----- PROVIDED MATERIAL -----
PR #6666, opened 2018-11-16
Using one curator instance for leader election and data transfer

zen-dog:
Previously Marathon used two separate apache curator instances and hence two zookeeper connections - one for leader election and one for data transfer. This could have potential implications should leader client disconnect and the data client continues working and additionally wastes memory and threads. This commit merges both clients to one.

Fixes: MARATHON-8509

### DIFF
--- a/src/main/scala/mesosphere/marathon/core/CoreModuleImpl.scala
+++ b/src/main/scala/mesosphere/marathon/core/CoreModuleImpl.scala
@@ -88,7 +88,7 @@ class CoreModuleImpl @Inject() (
-----
----- PROVIDED MATERIAL -----
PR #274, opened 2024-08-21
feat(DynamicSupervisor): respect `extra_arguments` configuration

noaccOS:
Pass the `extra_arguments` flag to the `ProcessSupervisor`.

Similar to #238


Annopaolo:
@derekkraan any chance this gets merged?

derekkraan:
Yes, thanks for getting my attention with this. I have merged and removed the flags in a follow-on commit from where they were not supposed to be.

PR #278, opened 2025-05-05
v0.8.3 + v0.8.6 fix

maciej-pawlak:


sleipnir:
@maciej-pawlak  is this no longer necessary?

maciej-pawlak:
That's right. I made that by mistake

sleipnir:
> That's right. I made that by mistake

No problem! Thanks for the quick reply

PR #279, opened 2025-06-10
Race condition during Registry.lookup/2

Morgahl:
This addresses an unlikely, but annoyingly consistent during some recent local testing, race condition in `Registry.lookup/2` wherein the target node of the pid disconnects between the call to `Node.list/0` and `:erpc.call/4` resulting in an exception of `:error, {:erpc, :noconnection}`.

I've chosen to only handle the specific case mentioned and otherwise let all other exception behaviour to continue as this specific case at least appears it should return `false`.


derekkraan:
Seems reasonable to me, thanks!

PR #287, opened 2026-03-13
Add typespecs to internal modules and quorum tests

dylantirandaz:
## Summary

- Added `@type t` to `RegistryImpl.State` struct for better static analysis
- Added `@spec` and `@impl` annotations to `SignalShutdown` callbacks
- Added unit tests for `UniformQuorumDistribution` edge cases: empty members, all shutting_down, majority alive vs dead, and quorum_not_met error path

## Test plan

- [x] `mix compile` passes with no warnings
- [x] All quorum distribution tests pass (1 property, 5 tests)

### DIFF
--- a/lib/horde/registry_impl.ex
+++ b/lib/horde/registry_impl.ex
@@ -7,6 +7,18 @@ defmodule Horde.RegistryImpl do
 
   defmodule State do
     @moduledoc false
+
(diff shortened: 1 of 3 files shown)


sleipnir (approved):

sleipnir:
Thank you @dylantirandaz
-----
----- PROVIDED MATERIAL -----
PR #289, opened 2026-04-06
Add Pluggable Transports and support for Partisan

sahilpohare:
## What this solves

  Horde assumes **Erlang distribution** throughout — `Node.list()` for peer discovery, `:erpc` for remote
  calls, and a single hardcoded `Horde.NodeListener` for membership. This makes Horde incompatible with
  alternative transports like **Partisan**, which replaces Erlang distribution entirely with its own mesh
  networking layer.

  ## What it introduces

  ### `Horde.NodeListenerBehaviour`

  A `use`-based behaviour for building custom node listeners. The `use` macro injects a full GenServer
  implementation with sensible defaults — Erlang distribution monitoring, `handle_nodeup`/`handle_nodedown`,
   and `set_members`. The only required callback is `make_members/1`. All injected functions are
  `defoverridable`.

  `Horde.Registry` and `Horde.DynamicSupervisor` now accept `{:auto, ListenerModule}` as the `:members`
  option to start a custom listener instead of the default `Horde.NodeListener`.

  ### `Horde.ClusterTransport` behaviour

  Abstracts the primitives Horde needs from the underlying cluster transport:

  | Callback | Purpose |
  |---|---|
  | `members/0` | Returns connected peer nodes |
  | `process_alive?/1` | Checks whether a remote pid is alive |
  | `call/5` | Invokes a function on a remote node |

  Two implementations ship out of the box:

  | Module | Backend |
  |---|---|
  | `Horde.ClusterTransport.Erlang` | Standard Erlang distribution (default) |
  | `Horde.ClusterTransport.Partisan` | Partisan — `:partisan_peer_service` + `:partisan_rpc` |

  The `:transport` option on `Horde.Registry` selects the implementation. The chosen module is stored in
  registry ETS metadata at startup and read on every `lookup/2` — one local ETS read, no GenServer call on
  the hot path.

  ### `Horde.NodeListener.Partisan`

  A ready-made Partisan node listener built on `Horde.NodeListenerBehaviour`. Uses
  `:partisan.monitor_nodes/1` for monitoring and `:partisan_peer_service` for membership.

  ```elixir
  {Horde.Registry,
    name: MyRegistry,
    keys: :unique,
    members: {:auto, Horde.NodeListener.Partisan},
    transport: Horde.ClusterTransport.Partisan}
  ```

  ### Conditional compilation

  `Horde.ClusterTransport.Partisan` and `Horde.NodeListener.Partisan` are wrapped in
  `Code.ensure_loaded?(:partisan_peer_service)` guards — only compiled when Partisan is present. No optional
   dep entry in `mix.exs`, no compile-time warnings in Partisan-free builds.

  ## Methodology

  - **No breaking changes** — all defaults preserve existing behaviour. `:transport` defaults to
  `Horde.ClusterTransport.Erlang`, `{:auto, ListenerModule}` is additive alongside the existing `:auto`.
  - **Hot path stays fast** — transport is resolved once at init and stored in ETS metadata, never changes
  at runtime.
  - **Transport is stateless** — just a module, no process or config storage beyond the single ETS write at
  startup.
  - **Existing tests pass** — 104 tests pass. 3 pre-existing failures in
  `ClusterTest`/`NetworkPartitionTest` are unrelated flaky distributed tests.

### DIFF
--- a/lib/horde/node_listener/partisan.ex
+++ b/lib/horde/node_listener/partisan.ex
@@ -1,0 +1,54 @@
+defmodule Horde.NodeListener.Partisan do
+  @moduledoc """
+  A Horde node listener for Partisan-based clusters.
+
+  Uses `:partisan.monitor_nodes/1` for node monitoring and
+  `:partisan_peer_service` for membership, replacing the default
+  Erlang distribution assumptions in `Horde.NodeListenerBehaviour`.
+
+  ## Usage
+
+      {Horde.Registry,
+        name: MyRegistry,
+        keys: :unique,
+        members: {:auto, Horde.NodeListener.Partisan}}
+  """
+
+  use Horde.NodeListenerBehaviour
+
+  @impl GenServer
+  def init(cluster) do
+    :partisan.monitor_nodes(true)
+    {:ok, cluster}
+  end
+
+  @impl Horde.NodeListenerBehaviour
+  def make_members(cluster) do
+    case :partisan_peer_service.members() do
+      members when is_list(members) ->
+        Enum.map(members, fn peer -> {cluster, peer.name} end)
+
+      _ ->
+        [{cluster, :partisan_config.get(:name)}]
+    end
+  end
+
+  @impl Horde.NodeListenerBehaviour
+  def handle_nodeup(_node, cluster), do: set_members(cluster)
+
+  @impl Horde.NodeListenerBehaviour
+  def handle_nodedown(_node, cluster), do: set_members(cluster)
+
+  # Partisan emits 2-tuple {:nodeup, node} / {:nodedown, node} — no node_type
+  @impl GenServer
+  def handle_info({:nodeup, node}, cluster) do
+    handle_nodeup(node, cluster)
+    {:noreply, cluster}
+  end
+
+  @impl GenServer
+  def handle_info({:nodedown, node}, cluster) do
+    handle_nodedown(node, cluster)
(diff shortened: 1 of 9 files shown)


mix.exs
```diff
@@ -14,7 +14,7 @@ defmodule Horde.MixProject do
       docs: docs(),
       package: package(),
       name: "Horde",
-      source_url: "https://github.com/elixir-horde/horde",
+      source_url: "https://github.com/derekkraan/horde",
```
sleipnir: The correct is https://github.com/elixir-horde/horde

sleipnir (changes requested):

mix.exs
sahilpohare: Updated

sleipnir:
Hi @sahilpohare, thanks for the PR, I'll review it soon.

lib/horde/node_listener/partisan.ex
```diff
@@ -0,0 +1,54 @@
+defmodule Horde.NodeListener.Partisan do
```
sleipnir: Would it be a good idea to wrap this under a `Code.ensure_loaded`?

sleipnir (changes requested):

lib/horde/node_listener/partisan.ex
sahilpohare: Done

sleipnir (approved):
-----
PROBLEM TO WORK ON.
In the listing above, locate the line containing "PR #6666, opened 2018-11-16" and the line containing "-88,7 +88,7 @@". Transcribe those two lines and everything between them, exactly as written.

WRITTEN ANSWER.
PR #6666, opened 2018-11-16
Using one curator instance for leader election and data transfer

zen-dog:
Previously Marathon used two separate apache curator instances and hence two zookeeper connections - one for leader election and one for data transfer. This could have potential implications should leader client disconnect and the data client continues working and additionally wastes memory and threads. This commit merges both clients to one.

Fixes: MARATHON-8509

### DIFF
--- a/src/main/scala/mesosphere/marathon/core/CoreModuleImpl.scala
+++ b/src/main/scala/mesosphere/marathon/core/CoreModuleImpl.scala
@@ -88,7 +88,7 @@ class CoreModuleImpl @Inject() (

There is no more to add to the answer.